**** DATASET RECORDS
PR #1154, opened 2026-06-17
fix(server-charm): add pydantic validation to CSFLE master key

rene-oromtz:
## Description
This add a pydantic validation at charm level so MongoDB CSFLE encryption key is valid base64 with 96-byte length. 
When unset, this will also clear the stored CSFLE key in charm. 

## Resolved issues
NA

## Documentation
NA

## Tests
Added unit tests for this behavior

### DIFF
--- a/server/charm/src/charm.py
+++ b/server/charm/src/charm.py
@@ -294,6 +294,14 @@ class TestflingerCharm(ops.CharmBase):
         new_key = self.typed_config.testflinger_secrets_master_key
         stored_key = self._stored.previous_master_key
 
+        # If the key was unset, clear the stored key so the next
+        # config-changed with a valid key is treated as a fresh deployment.
+        if not new_key:
+            logger.info("Master key unset, clearing stored key")
+            self._stored.previous_master_key = ""
+            self._update_layer_and_restart()
+            return
+
         # Rotate only if master key was previously defined, has changed,
         # and this is the leader unit.
         if stored_key and new_key != stored_key and self.unit.is_leader():
--- a/server/charm/tests/unit/test_charm.py
+++ b/server/charm/tests/unit/test_charm.py
@@ -533,3 +533,24 @@ def test_conflict_cleared_on_route_changed(ctx):
         state_in,
     )
     assert state_out.unit_status == testing.ActiveStatus()
+
+
+def test_config_changed_clears_stored_key_on_unset(ctx, make_state, caplog):
+    """Test that stored key is cleared when config key is unset."""
+    old_key = helpers.generate_b64_key()
+    state_in = make_state(
+        config={"testflinger_secrets_master_key": ""},
+        stored_key=old_key,
+    )
+    state_out = ctx.run(ctx.on.config_changed(), state_in)
+
+    # Verify log message
+    assert "Master key unset, clearing stored key" in caplog.text
+
+    # Verify stored key is cleared
+    stored = next(
+        state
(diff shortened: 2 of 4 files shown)


server/charm/src/charm.py
```diff
@@ -294,6 +294,14 @@ def _on_config_changed(self, _: ops.framework.EventBase) -> None:
         new_key = self.typed_config.testflinger_secrets_master_key
         stored_key = self._stored.previous_master_key
 
+        # If the key was unset, clear the stored key so the next
+        # config-changed with a valid key is treated as a fresh deployment.
+        if not new_key:
+            logger.info("Master key unset, clearing stored key")
```
ajzobro, line 300: Do we really want to support on-the-fly removal of the secret master key?

Is this also going to disable secrets when/if someone clears out the master key?

server/charm/src/charm.py
```diff
@@ -294,6 +294,14 @@ def _on_config_changed(self, _: ops.framework.EventBase) -> None:
...
+            self._stored.previous_master_key = ""
+            self._update_layer_and_restart()
+            return
+
         # Rotate only if master key was previously defined, has changed,
         # and this is the leader unit.
```
ajzobro, line 306: Here we only change the key if we are the leader unit...  should we consider that when we are clearing the key as well?

server/charm/tests/unit/test_charm.py
```diff
@@ -533,3 +533,24 @@ def test_conflict_cleared_on_route_changed(ctx):
...
+    # Verify log message
+    assert "Master key unset, clearing stored key" in caplog.text
+
+    # Verify stored key is cleared
+    stored = next(
+        state
+        for state in state_out.stored_states
+        if state.owner_path == "TestflingerCharm" and state.name == "_stored"
+    )
+    assert stored.content["previous_master_key"] == ""
```
ajzobro, line 556: This is verifying the "next" state has a "previous" master key that is blank; shouldn't we be verifying the current key is empty?

ajzobro (commented):
Looks good, minor questions.

server/charm/tests/unit/test_charm.py
rene-oromtz: The `previous_master_key` is the value of the key internally stored by Juju which needs to be cleared if it was unset

server/charm/src/charm.py
rene-oromtz: Removing it will disable the secret store but also additional cleanup is needed (manually removing the relation), this is also needed because the stored state can't be modified easily, so you need to unset to not force a rotation

server/charm/src/charm.py
rene-oromtz: Good question, normally this is required when sending changes directly to a DB (such as Mongo). Given this is internal state, perhaps its also a DB :thinking: I can add this, doesn't hurt to have it

rene-oromtz: ah perhaps I was wrong? It seems that the data may be per unit if I get this right:
https://documentation.ubuntu.com/ops/latest/reference/ops/#ops.StoredState

> Data is stored alongside the charm (in the charm container for Kubernetes sidecar charms, and on the machine for machine charms).

If I get this right, each container have its own data store, so we need to clear them from all units

ajzobro (approved):
Thanks for the explanations and further thought with respect to my comments, LGTM.

PR #1161, opened 2026-06-22
Docs/auth flows and detail

ajzobro:
## Description

WIP, only the pictures

### DIFF
--- a/docs/explanation/authentication.rst
+++ b/docs/explanation/authentication.rst
@@ -22,9 +22,14 @@ The following sequence diagrams show the authentication flow for each of the
 authentication methods and the interactions between the user, the CLI and the
 server.
 
+.. note::
+
+    For simplicity, all of the diagrams are targetting the ``/v1/jobs`` endpoint
+    on Testflinger server side but the same flow applies to any other endpoint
********
* THE PROBLEM:
Search the records line by line for the word "endpoint" and copy every line where it appears.

* RESPONSE BELOW:
+    For simplicity, all of the diagrams are targetting the ``/v1/jobs`` endpoint
+    on Testflinger server side but the same flow applies to any other endpoint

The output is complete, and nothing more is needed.